August 22, 2007
Cognimatics: From Face Warp To Face Counting

What’s a startup team to do when it realizes that getting its software into smartphones, despite the giddy predictions of market research firms and investment banks, is not the fast track to growth?
The answer, stay lean, don't raise VC, and try another market – at least that’s what Swedish startup Cognimatics is doing.
The four year old company was founded by the same team that founded Decuma, a handwriting recognition for PDAs startup, founded in 1999 that raised VC (probably from too many investors leading to unaligned interests, we can guess) and was sold off to Canadian company Zi in 2004 in an assets sale.
The founders learned a few things from that experience and run Cognimatics as a self-financing venture. A couple still work as professors at a Swedish university.
They first targeted cameraphones as a way to commercialize their cognitive vision tech, which is a geeky term for software that can do useful things with images captured by a camera's image sensors.
Its product, Face Warp, has a design-in win with a mobilephone manufacture and that business generates most of the sales. Its installed base is 50M terminals, Håkan Morän, told us in a phone interview, and the plan is to continue to grow that part of the business.
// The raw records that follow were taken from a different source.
PR #46, opened 2020-11-17
Fixes for compiler warnings

reicheratwork:
Fixes for old-style casts in ddscxx and code generated through idlcxx


src/ddscxx/include/dds/sub/detail/TDataReaderImpl.hpp
```diff
@@ -479,9 +479,16 @@ dds::sub::detail::DataReader<T>::common_constructor(
             dds::sub::DataReaderListener<T>* listener,
             const dds::core::status::StatusMask& mask)
 {
+#if defined(_MSC_VER)
+#pragma warning( push )
+#pragma warning( disable : 4127 )
+#endif
```
k0ekk0ek, line 485: I've added a `DDSCXX_MSVC_WARNING_OFF` for this purpose, better use that instead.

src/idlcxx/src/backendCpp11Utils.c
```diff
@@ -324,7 +324,7 @@ get_cpp11_templ_type_const_value(const idl_constval_t *constval)
     return NULL;
   assert(constval->value.str);
   len = strlen(constval->value.str);
-  if (!(str = malloc(len + 2 /* quotes */ + 1)))
+  if ((str = malloc(len + 2 /* quotes */ + 1)) == 0)
```
k0ekk0ek, line 327: Which warning does this fix? Better use `NULL` instead of `0`, it's C code rather than C++.

src/idlcxx/tests/CMakeLists.txt
```diff
@@ -11,14 +11,50 @@
...
+        string(REGEX REPLACE "0x0d,0x0a" "0x0a" filedata ${filedata})
+        # Add terminating NULL to have the array be interchangeable with a string
+        string(CONCAT filedata ${filedata} "0x0")
+        # Append data to output file
+        file(APPEND ${out_dir_}/${output} "const unsigned char ${filename}[] = {${filedata}};\nconst unsigned ${filename}_size = sizeof(${filename});\n")
+    endforeach()
+endfunction()
+
+create_resources(generator_test_cases generator_test_cases.h)
+
```
k0ekk0ek, line 42: Would be better to add this as a separate target so it's done at compile time not configure time. I think I'm also missing that the files are marked as configure files? Meaning that they target is recompiled if the contents of the files is changed.

src/idlcxx/tests/CMakeLists.txt
```diff
@@ -11,14 +11,50 @@
...
 set(idlcxx_test_sources
     "cpp11Backend.c"
     "idl_ostream.c"
     "streamer_generator.c")
 
+#suppressing variadic macro arguments warning for unittests due to CUNIT using them in their test functions
+if(CMAKE_CXX_COMPILER_ID STREQUAL "Clang" OR CMAKE_CXX_COMPILER_ID STREQUAL "AppleClang")
+  set_source_files_properties(${idlcxx_test_sources} PROPERTIES COMPILE_OPTIONS "-Wno-gnu-zero-variadic-macro-arguments")
+endif()
+
```
k0ekk0ek, line 52: Better do this automatically in the function that's used to process the test sources.

k0ekk0ek (changes requested):

src/ddscxx/include/dds/sub/detail/TDataReaderImpl.hpp
reicheratwork: I will use that then, since I do not like this approach anyway.

src/idlcxx/src/backendCpp11Utils.c
reicheratwork: These changes were made to fix MSVC warning 4706 (assignment within conditional expression: https://docs.microsoft.com/en-us/cpp/error-messages/compiler-warnings/compiler-warning-level-4-c4706?view=msvc-160).
By having the explicit comparison operator, this warning does not occur, while the assignment still works as expected.

Using NULL in stead of 0 is a good catch though.

src/idlcxx/tests/CMakeLists.txt
reicheratwork: I will change the processed test files to configure files.

src/idlcxx/tests/CMakeLists.txt
reicheratwork: Yup.

src/ddscxx/include/dds/sub/detail/TDataReaderImpl.hpp
reicheratwork: Seems like this macro is waiting in another PR which is yet to be merged.

k0ekk0ek: Should be in `idlcxx` now. Merge the PR last week.

reicheratwork: Used the DDSCXX macro in stead of the loose pragma statements.

k0ekk0ek (changes requested):

src/idlcxx/src/generator.c
```diff
@@ -94,13 +94,13 @@ generate_types(
   if (idl_asprintf(&file, "%s%s%s.hpp", dir, sep, basename) == -1) {
     ret = IDL_RETCODE_NO_MEMORY;
     goto err;
-  } else if (!(inc = figure_guard(file))) {
+  } else if ((inc = figure_guard(file)) == 0) {
```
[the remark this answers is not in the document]
reicheratwork: I will change this, and i will also look for other places where a check for a NULL pointer is done through ==0

k0ekk0ek (approved):

PR #48, opened 2020-11-25
Extend ContentFilteredTopic and allow static configuration from C++

k0ekk0ek:
The PR builds on the [extended topic filter interface in Eclipse Cyclone DDS](https://github.com/eclipse-cyclonedds/cyclonedds/pull/606) and allows users to set alternative filter functions and filter on:
* sample
* sample and a user specified argument; or
* sampleinfo and a user specified argument; or
* sample, sampleinfo and a user specified argument

Next to that, this PR enables users to [set config programatically](https://github.com/eclipse-cyclonedds/cyclonedds/pull/604) from C++ by adding a DomainParticipant constructor that takes a `ddsi_config`.

@reicheratwork, if you would be so kind and review the changes, that'd be much appreciated.

### DIFF
--- a/src/ddscxx/include/dds/topic/detail/ContentFilteredTopic.hpp
+++ b/src/ddscxx/include/dds/topic/detail/ContentFilteredTopic.hpp
@@ -28,8 +28,131 @@
 #include <dds/topic/Filter.hpp>
 #include <org/eclipse/cyclonedds/topic/TopicDescriptionDelegate.hpp>
 #include <org/eclipse/cyclonedds/core/ScopedLock.hpp>
+#include <org/eclipse/cyclonedds/sub/AnyDataReaderDelegate.hpp>
 
 #ifdef OMG_DDS_CONTENT_SUBSCRIPTION_SUPPORT
+
+// Required for C++11
+#if __cplusplus == 201103L
+namespace std
+{
+template<bool cond, class T = void>
+using enable_if_t = typename std::enable_if<cond, T>::type;
+
+template<class T = void>
+using decay_t = typename std::decay<T>::type;
+}  // namespace std
+#endif
+
+// meta-programming helpers
+namespace detail
+{
+template<typename T>
+struct remove_first_from_tuple;
+
+template<typename T, typename ... Ts>
+struct remove_first_from_tuple<std::tuple<T, Ts...>>
+{
+  using type = std::tuple<Ts...>;
+};
+
+template<typename T>
+using remove_first_from_tuple_t = typename remove_first_from_tuple<T>::type;
+
+template<class F>
+struct callable_traits;
+
+template<class R, class ... Args>
+struct callable_traits<R(Args...)>
+{
+  using return_type = R;
+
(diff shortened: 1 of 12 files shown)


src/ddscxx/src/org/eclipse/cyclonedds/domain/DomainParticipantDelegate.cpp
```diff
@@ -117,6 +117,66 @@ org::eclipse::cyclonedds::domain::DomainParticipantDelegate::DomainParticipantDe
...
+)
+  : domain_id_(id), qos_(qos)
+{
+    org::eclipse::cyclonedds::domain::DomainWrap::map_ref_iter it;
+    dds_qos_t * ddsc_qos;
+    dds_domainid_t did;
+    dds_return_t ret;
+
+    if ((id != org::eclipse::cyclonedds::domain::default_id()) && (id > 230)) {
+      ISOCPP_THROW_EXCEPTION(ISOCPP_INVALID_ARGUMENT_ERROR, "Invalid domain_id: %d", (int)id);
```
reicheratwork, line 135: Old (C-style) cast used here and at some following lines.
It would be better to use static_cast<int> to be more in line with the rest of the code.

src/ddscxx/include/org/eclipse/cyclonedds/topic/datatopic.hpp
```diff
@@ -476,21 +468,13 @@ void sertopic_realloc_samples(
...
-
   ptrs[0] = new T();
 }
 
 template <typename T>
 void sertopic_free_samples(
-  const struct ddsi_sertopic* d, void** ptrs, size_t count,
-  dds_free_op_t op)
+  const struct ddsi_sertopic*, void** ptrs, size_t, dds_free_op_t op)
 {
```
reicheratwork, line 477: the assert(count == 1) several lines down should also be removed, since it is no longer one of the function parameters

src/ddscxx/include/dds/topic/detail/ContentFilteredTopic.hpp
```diff
@@ -28,43 +28,224 @@
...
 namespace topic {
 namespace detail {
 
 class FunctorHolderBase
 {
 public:
-    FunctorHolderBase() { };
-
-    virtual ~FunctorHolderBase() { };
+    FunctorHolderBase() = default;
```
reicheratwork, line 164: I think all these explicitly defined default copy/move constructors/assignment operators are superfluous, since when you define none of them the compiler will generate them implicitly for you.

reicheratwork:
Looks to do exactly what it is supposed to.
Except for the superfluous assert, all other comments are more style-related than anything else.
So when these changes are implemented, this PR can be merged.

k0ekk0ek:
Travis is acting up. Personal build results available [here](https://travis-ci.com/github/k0ekk0ek/cyclonedds-cxx/builds/204648539). Comments have been addressed, so I'm merging.

PR #52, opened 2020-12-04
Fix bug of re-alignment not being done after non-base members

reicheratwork:
The re-alignment of writing data was not being done after
writing members containing sequences of lengths not known
at compile time


reicheratwork:
@k0ekk0ek could you review this please?

k0ekk0ek:
Thanks @reicheratwork! I can reason what the fix is supposed to do, but a bit more background information would've been appreciated.

PR #53, opened 2020-12-15
Fixes for unions and bounded sequences

reicheratwork:
- Fixed case indices not being generated for idl unions
- Fixed reading items beyond the bound for bounded sequences
- Fixed issue with take_cdr causing segmentation violations with take_cdr on empty keyless topics

### DIFF
--- a/src/idlcxx/src/streamer_generator.c
+++ b/src/idlcxx/src/streamer_generator.c
@@ -1504,20 +1504,51 @@ idl_retcode_t process_case_label(context_t* ctx, idl_case_label_t* label)
     char* buffer = NULL;
     idl_constval_t* cv = (idl_constval_t*)ce;
 
-    if (idl_is_masked(ce, IDL_INTEGER_TYPE))
+    switch (ce->mask % (IDL_BASE_TYPE * 2))
     {
-      if (idl_asprintf(&buffer, "%lu", cv->value.ullng) == -1)
+    case IDL_INT8:
+      if (idl_asprintf(&buffer, "%" PRId8, cv->value.int8) == -1)
         return IDL_RETCODE_NO_MEMORY;
-    }
-    else if (idl_is_masked(ce, IDL_BOOL))
-    {
-      if ((idl_strdup(cv->value.bln ? "true" : "false")) == 0)
+      break;
+    case IDL_OCTET:
+    case IDL_UINT8:
+      if (idl_asprintf(&buffer, "%" PRIu8, cv->value.uint8) == -1)
         return IDL_RETCODE_NO_MEMORY;
-    }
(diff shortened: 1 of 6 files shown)


src/idlcxx/src/streamer_generator.c
```diff
@@ -1504,20 +1505,52 @@ idl_retcode_t process_case_label(context_t* ctx, idl_case_label_t* label)
     char* buffer = NULL;
     idl_constval_t* cv = (idl_constval_t*)ce;
 
-    if (idl_is_masked(ce, IDL_INTEGER_TYPE))
+    switch (ce->mask % (IDL_BASE_TYPE * 2))
```
k0ekk0ek, line 1508: Please refrain from doing do this in the future. The mask is not a supported "interface". When changes occur these things will break. I'll allow this in for now as the next iteration will have `idl_type()`, but it would have made sense for the backend to add function for this itself.

src/idlcxx/src/streamer_generator.c
```diff
@@ -1504,20 +1504,52 @@ idl_retcode_t process_case_label(context_t* ctx, idl_case_label_t* label)
...
+        return IDL_RETCODE_NO_MEMORY;
+      break;
+    case IDL_BOOL:
+      if ((buffer = idl_strdup(cv->value.bln ? "true" : "false")) == NULL)
+        return IDL_RETCODE_NO_MEMORY;
+      break;
+    case IDL_CHAR:
+      if (idl_asprintf(&buffer, "\'%c\'", cv->value.chr) == -1)
         return IDL_RETCODE_NO_MEMORY;
+      break;
```
k0ekk0ek: I have a strong feeling a more elegant solution would've been possible, but it'll work. Maybe I should add a function to `libidl` to print a constant value to a buffer or something. I guess we'll see when I get started on the C backend.

src/idlcxx/src/streamer_generator.c
```diff
@@ -1504,20 +1504,52 @@ idl_retcode_t process_case_label(context_t* ctx, idl_case_label_t* label)
...
+    default:
+      fprintf(stderr, "unsupported union switch case\n");
+      return IDL_RETCODE_SEMANTIC_ERROR;
```
k0ekk0ek: This isn't a semantic error. It never should happen or `libidl` would be at fault, so this seems like the wrong place to check for these kinds of errors. An assert would be better.

k0ekk0ek (changes requested):

src/idlcxx/src/streamer_generator.c
reicheratwork: I will replace it with an assert.

k0ekk0ek:
LGTM. Thanks @reicheratwork.

PR #55, opened 2021-01-14
Fix for lifetime of entities not matching the attached callback funct…

reicheratwork:
…ions

Listeners on DataReader classes causing the
org::eclipse::cyclonedds::core::EntityDelegate::prevent_callbacks()
function to assert(false) when all references to it have expired
but there are still callbacks referencing it.
This is done by adding these entities to a deffered destructor class,
which handles the end-of-life of these entities outside the thread
where they have callbacks working on them.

Face Warp Your Cameraphone Pics (image source: Cognimatics)
Moran is the sales and marketing chief, and joined the founders a year or so ago. In the interview there was no disclosure of the name of the phone manufacture, but your a:c reporter did a little research and learned that SonyEricsson sells its phones with face warp software pre-installed - we assume it's Cognimatics'.
Without the outside money, the startup is very customer-focussed and realized a couple years ago there's demand in retail, selling its patented tech to surveillance camera and display manufacturers for use by retailers that want to know where to position products, and how many people entered the shop or where they went, that is, people and face-counter applications.
This is the market opportunity it is now addressing. It already has signed up customers to apply the tech in electronic surveillance camera and into digital displays. But the company still has no plans to raise outside capital, despite offers, according to Moran.
"Self-financed and organic growth is the strategy for the time being," he said.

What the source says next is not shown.